Down to the last character, write out the records below.

(Stored items)
= = =
PR #3424, opened 2020-08-11
add new static

Mussuranae:
Add 2 new static : one for director's category and one for the credit status

### DIFF
--- a/libs/movie/src/lib/movie/pages/artistic/artistic.component.ts
+++ b/libs/movie/src/lib/movie/pages/artistic/artistic.component.ts
@@ -10,7 +10,7 @@ import { staticModels } from '@blockframes/utils/static-model';
 })
 export class MovieFormArtisticComponent {
   form = this.shell.form;
-  public castStatus = staticModels.MEMBER_STATUS;
+  public memberStatus = staticModels.MEMBER_STATUS;
 
   constructor(private shell: MovieFormShellComponent) {}
 
--- a/libs/movie/src/lib/movie/pages/artistic/artistic.component.ts
+++ b/libs/movie/src/lib/movie/pages/artistic/artistic.component.ts
@@ -10,7 +10,7 @@ import { staticModels } from '@blockframes/utils/static-model';
 })
 export class MovieFormArtisticComponent {
   form = this.shell.form;
-  public castStatus = staticModels.CAST_STATUS;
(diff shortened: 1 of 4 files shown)


libs/utils/src/lib/static-model/staticModels.ts
```diff
@@ -108,6 +108,38 @@ const models = {
       'label': 'Production Manager'
     },
   ] as const,
+  'DIRECTOR_CATEGORY': [
```
phpgeekfr, line 111: DIRECTOR_STATUS ? or TYPES?

libs/movie/src/lib/movie/pages/artistic/artistic.component.ts
```diff
@@ -10,7 +10,7 @@ import { staticModels } from '@blockframes/utils/static-model';
 })
 export class MovieFormArtisticComponent {
   form = this.shell.form;
-  public castStatus = staticModels.CAST_STATUS;
+  public castStatus = staticModels.MEMBER_STATUS;
```
phpgeekfr, line 13: no need to rename `public castStatus` as well ?

libs/utils/src/lib/static-model/staticModels.ts
```diff
@@ -218,16 +250,6 @@ const models = {
       'label': 'Completed'
     }
   ] as const,
-  'CAST_STATUS': [
-    {
-      'slug': 'notconfirmed',
```
phpgeekfr, line 223: do we need a migration for this ?

libs/movie/src/lib/movie/pages/artistic/artistic.component.ts
Mussuranae: Yes I can, thanks !

libs/utils/src/lib/static-model/staticModels.ts
Mussuranae: It will be the same for director/cast/crew, so the new one MEMBER_STATUS

libs/utils/src/lib/static-model/staticModels.ts
Mussuranae: I don't think so, But I will check on prod if we have some people that update this field.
= = =
RESULT OF THIS TASK:
PR #3424, opened 2020-08-11
add new static

Mussuranae:
Add 2 new static : one for director's category and one for the credit status

### DIFF
--- a/libs/movie/src/lib/movie/pages/artistic/artistic.component.ts
+++ b/libs/movie/src/lib/movie/pages/artistic/artistic.component.ts
@@ -10,7 +10,7 @@ import { staticModels } from '@blockframes/utils/static-model';
 })
 export class MovieFormArtisticComponent {
   form = this.shell.form;
-  public castStatus = staticModels.MEMBER_STATUS;
+  public memberStatus = staticModels.MEMBER_STATUS;
 
   constructor(private shell: MovieFormShellComponent) {}
 
--- a/libs/movie/src/lib/movie/pages/artistic/artistic.component.ts
+++ b/libs/movie/src/lib/movie/pages/artistic/artistic.component.ts
@@ -10,7 +10,7 @@ import { staticModels } from '@blockframes/utils/static-model';
 })
 export class MovieFormArtisticComponent {
   form = this.shell.form;
-  public castStatus = staticModels.CAST_STATUS;
(diff shortened: 1 of 4 files shown)


libs/utils/src/lib/static-model/staticModels.ts
```diff
@@ -108,6 +108,38 @@ const models = {
       'label': 'Production Manager'
     },
   ] as const,
+  'DIRECTOR_CATEGORY': [
```
phpgeekfr, line 111: DIRECTOR_STATUS ? or TYPES?

libs/movie/src/lib/movie/pages/artistic/artistic.component.ts
```diff
@@ -10,7 +10,7 @@ import { staticModels } from '@blockframes/utils/static-model';
 })
 export class MovieFormArtisticComponent {
   form = this.shell.form;
-  public castStatus = staticModels.CAST_STATUS;
+  public castStatus = staticModels.MEMBER_STATUS;
```
phpgeekfr, line 13: no need to rename `public castStatus` as well ?

libs/utils/src/lib/static-model/staticModels.ts
```diff
@@ -218,16 +250,6 @@ const models = {
       'label': 'Completed'
     }
   ] as const,
-  'CAST_STATUS': [
-    {
-      'slug': 'notconfirmed',
```
phpgeekfr, line 223: do we need a migration for this ?

libs/movie/src/lib/movie/pages/artistic/artistic.component.ts
Mussuranae: Yes I can, thanks !

libs/utils/src/lib/static-model/staticModels.ts
Mussuranae: It will be the same for director/cast/crew, so the new one MEMBER_STATUS

libs/utils/src/lib/static-model/staticModels.ts
Mussuranae: I don't think so, But I will check on prod if we have some people that update this field.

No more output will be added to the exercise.